Se puder ajudar em algo tens o meu numero :SbOk2:  
abraço

----------


## Antonio Andrade

Olá Paulo  :Olá:  

De facto é o que estou a fazer, Tpas com aspiração da areia, ainda hoje fiz uma de 60 lts salinada depois de uma de 110 lts salinada faz hoje oito dias, e vou continuar com elas. Só gostaria de saber se deverei fazer TPAs de grande litragem ou de 10 %. *Estou a usar também carvão activado trocando-o de duas em duas semanas.*

Aguardo opiniões, *serão muito bem vindas*

Cumps
Andrade

----------


## Paulo Fornelos

> Olá Paulo  
> 
> De facto é o que estou a fazer, Tpas com aspiração da areia, ainda hoje fiz uma de 60 lts salinada depois de uma de 110 lts salinada faz hoje oito dias, e vou continuar com elas.
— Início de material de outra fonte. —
PR #124, opened 2021-05-26
Proposal to add schema for Palo Alto

wmunyan:
The single proposed test (config_test) is used to check the properties of the XML output from a PAN-OS XML API request to export the current running configuration. This is a request to the API at `https://[PAN-OS-DEVICE]/api/?type=export&amp;category=configuration`.  

The response to this request is an XML payload rooted with a "response" element and including device-specific information.


solind:
First comment... should this really be the paloalto schema? I think panos schema would be more consistent with the naming convention for other router OSes.

PR #171, opened 2024-10-03
156 add trustee names back to windows fileeffectiverights item user sid item and group sid item

vanderpol:
Un-deprecated trustee name from windows file/registryeffectiverights and file/registryauditing items
Added user/group/subgroup back to windows user_sid_item and group_sid_item


vanderpol:
I think I made a mistake with this branch/commit, going to close and try again.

Só gostaria de saber se deverei fazer TPAs de grande litragem ou de 10 %. *Estou a usar também carvão activado trocando-o de duas em duas semanas.*
> 
> Aguardo opiniões, *serão muito bem vindas*
> 
> Cumps
> Andrade


Boas :Olá:  
Em relação as tpas eu sempre defendi muitas e pequenas para evitar que hajam grandes variações dos parametros.
Embora haja tendencia para aumentar o volume das tpas quando as coisas não estão bem, lembra-te que tens o aqua cheio de corais e estes não gostam de alterações nem grandes nem bruscas.
 Eu  penso que tentava fazer tpas de 40 ou 50 litros duas ou três vezes por semana,
 conforme me fosse possivel ...
abraço

----------


## Roberto Pacheco

> Boas 
> Em relação as tpas eu sempre defendi muitas e pequenas para evitar que hajam grandes variações dos parametros.
> Embora haja tendencia para aumentar o volume das tpas quando as coisas não estão bem, lembra-te que tens o aqua cheio de corais e estes não gostam de alterações nem grandes nem bruscas.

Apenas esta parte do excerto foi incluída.